Золотая, в лучах рассветного солнца, я думала о тебе. «Во имя Отца, и Сына, и Святого Духа». Так нельзя, наверное, говорить, но ты стал для меня и отцом, родив во мне любовь, и сыном – я страшусь тебя потерять так же, как ребёнка, и святым духом, осенив своей красотой.
На съёмной квартире – отличная библиотека советских времён. Были важные книги из тех, что упустила в юности. Но захотелось перечесть родное, знакомое.
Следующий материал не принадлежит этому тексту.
PR #4372, opened 2018-06-14
Ability to exclude files from LS directory scan

MikhailArkhipov:
- Specific to VS Code. VSC now passes down include and exclude specifications
- Loading files moved to the VSC LS to avoid additional dependencies on globbing since it is VSC specific

### DIFF
--- a/Python/Product/Analysis/LanguageServer/Server.Completion.cs
+++ b/Python/Product/Analysis/LanguageServer/Server.Completion.cs
@@ -22,9 +22,7 @@ using Microsoft.PythonTools.Parsing;
 
 namespace Microsoft.PythonTools.Analysis.LanguageServer {
     public sealed partial class Server {
-        public override async Task<CompletionList> Completion(CompletionParams @params) {
-            await IfTestWaitForAnalysisCompleteAsync();
-
+        public override Task<CompletionList> Completion(CompletionParams @params) {
             var uri = @params.textDocument.uri;
             // Make sure document is enqueued for processing
             var openFile = _openFiles.GetDocument(uri);
@@ -36,7 +34,7 @@ namespace Microsoft.PythonTools.Analysis.LanguageServer {
             var analysis = entry?.Analysis;
             if (analysis == null) {
                 TraceMessage($"No analysis found for {uri}");
-                return new CompletionList();
+                return Task.FromResult(new CompletionList());
             }
 
             var opts = GetOptions(@params.context);
@@ -44,7 +42,7 @@ namespace Microsoft.PythonTools.Analysis.LanguageServer {
             var members = ctxt.GetCompletionsFromString(@params._expr) ?? ctxt.GetCompletions();
             if (members == null) {
                 TraceMessage($"Do not trigger at {@params.position} in {uri}");
-                return new CompletionList();
+                return Task.FromResult(new CompletionList());
             }
 
             if (_settings.SuppressAdvancedMembers) {
@@ -92,7 +90,7 @@ namespace Microsoft.PythonTools.Analysis.LanguageServer {
                 }
             }
 
-            return res;
+            return Task.FromResult(res);
         }
 
         public override Task<CompletionItem> CompletionItemResolve(CompletionItem item) {
--- a/Python/Product/Analysis/LanguageServer/Server.Completion.cs
+++ b/Python/Product/Analysis/LanguageServer/Server.Completion.cs
@@ -23,7 +23,6 @@ using Microsoft.PythonTools.Parsing;
 namespace Microsoft.PythonTools.Analysis.LanguageServer {
     public sealed partial class Server {
         public override async Task<CompletionList> Completion(CompletionParams @params) {
-            await _analyzerCreationTask;
             await IfTestWaitForAnalysisCompleteAsync();
 
             var uri = @params.textDocument.uri;
--- a/Python/Product/Analysis/ModulePath.cs
+++ b/Python/Product/Analysis/ModulePath.cs
@@ -23,10 +23,9 @@ using System.Text;
 using System.Text.RegularExpressions;
 using Microsoft.PythonTools.Analysis.Infrastructure;
 using Microsoft.PythonTools.Interpreter;
-using Microsoft.PythonTools.Parsing;
 
 namespace Microsoft.PythonTools.Analysis {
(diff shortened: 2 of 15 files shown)


Python/Product/VSCode/AnalysisVsc/LanguageServer.Lifetime.cs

Джек Лондон! Сколько крови и страсти влито в «Мартина Идена», сколько правды, труда, отчаяния, лишений! Руфь, возлюбленная главного героя, не верила в его призвание, пытаясь привить ему «благообразие» буржуа, зятья отворачивались от чудака и презирали его, а сестры жалели, считая сумасшедшим.
Мартин победил всех – время, пространство, своего автора, границы, мой возраст. Я плакала над его судьбой как в юности.
В парке, где я гуляла, на каждом шагу звучала живая музыка. Сытые усатые мужчины пели грустные песни о любви.
Неужели им кто-то верил?!
«Я лучше выброшу, чем сделаю скидку!» Это о варенье из инжира. В другом месте, без всякого пафоса, оно продавалось вполовину дешевле.
Обшарпанные подъезды, местами без окон, с паучьими завесами многократно чиненных проводов. Не было то воды, то света, иногда – того и другого одновременно.
Котята, истомлённые жарой, лежали на скамейках, тощие, будто больные. Много бродило бесхозных собак, деловитых, озабоченных. Много было и дорогих машин – не новых, но в хорошем состоянии, может быть, угнанных у «крутых» хозяев в России.
Азартные мужчины днями резались в домино у подъезда – в тени гранатового дерева.
Не было ни комфорта, ни улыбок, ни гостеприимства. Всё шло само собой – ни шатко ни валко: кафе, магазины, экскурсии, береговые развлечения. Шумело море, росли пальмы. Миром правил естественный ход событий.
А рядом были горы, непроходимые леса, грабы, буки, ясени. Самшитовые деревья с кривыми стволами, укутанные зелёным мхом – будто водяные в тине. Мрачные, бездонные ущелья, бурные реки с мутно-голубой водой. И общая панорама – спокойно-торжественная, то равнодушная, то тревожная. Орлы широко раскинули крылья в небе, и было так тихо, будто на планете «выключили звук».
Нет, горы невозможно покорить. Они – как море, служат своим богам.
С пьяным водителем мы неслись по серпантину мимо ущелья «Прощай, родина!» и других жутких мест с менее звучными названиями; мы небрежно вписывались в повороты, не уступали на узкой дороге встречным машинам, нервно бибикали и резко, с визгом, тормозили. Водитель гнал авто судорожно, жёстко.
Перед этим лихим подъемом мы останавливались на горной пасеке, и пока пчеловод цветасто расхваливал мёд в горшочках, водитель тайком набрался янтарной чачи, настоянной на ореховых перегородках. Он погрузнел, покраснел, на все вопросы отвечал односложно, сквозь зубы, чтобы пассажиры не догадались, что он еле ворочает языком.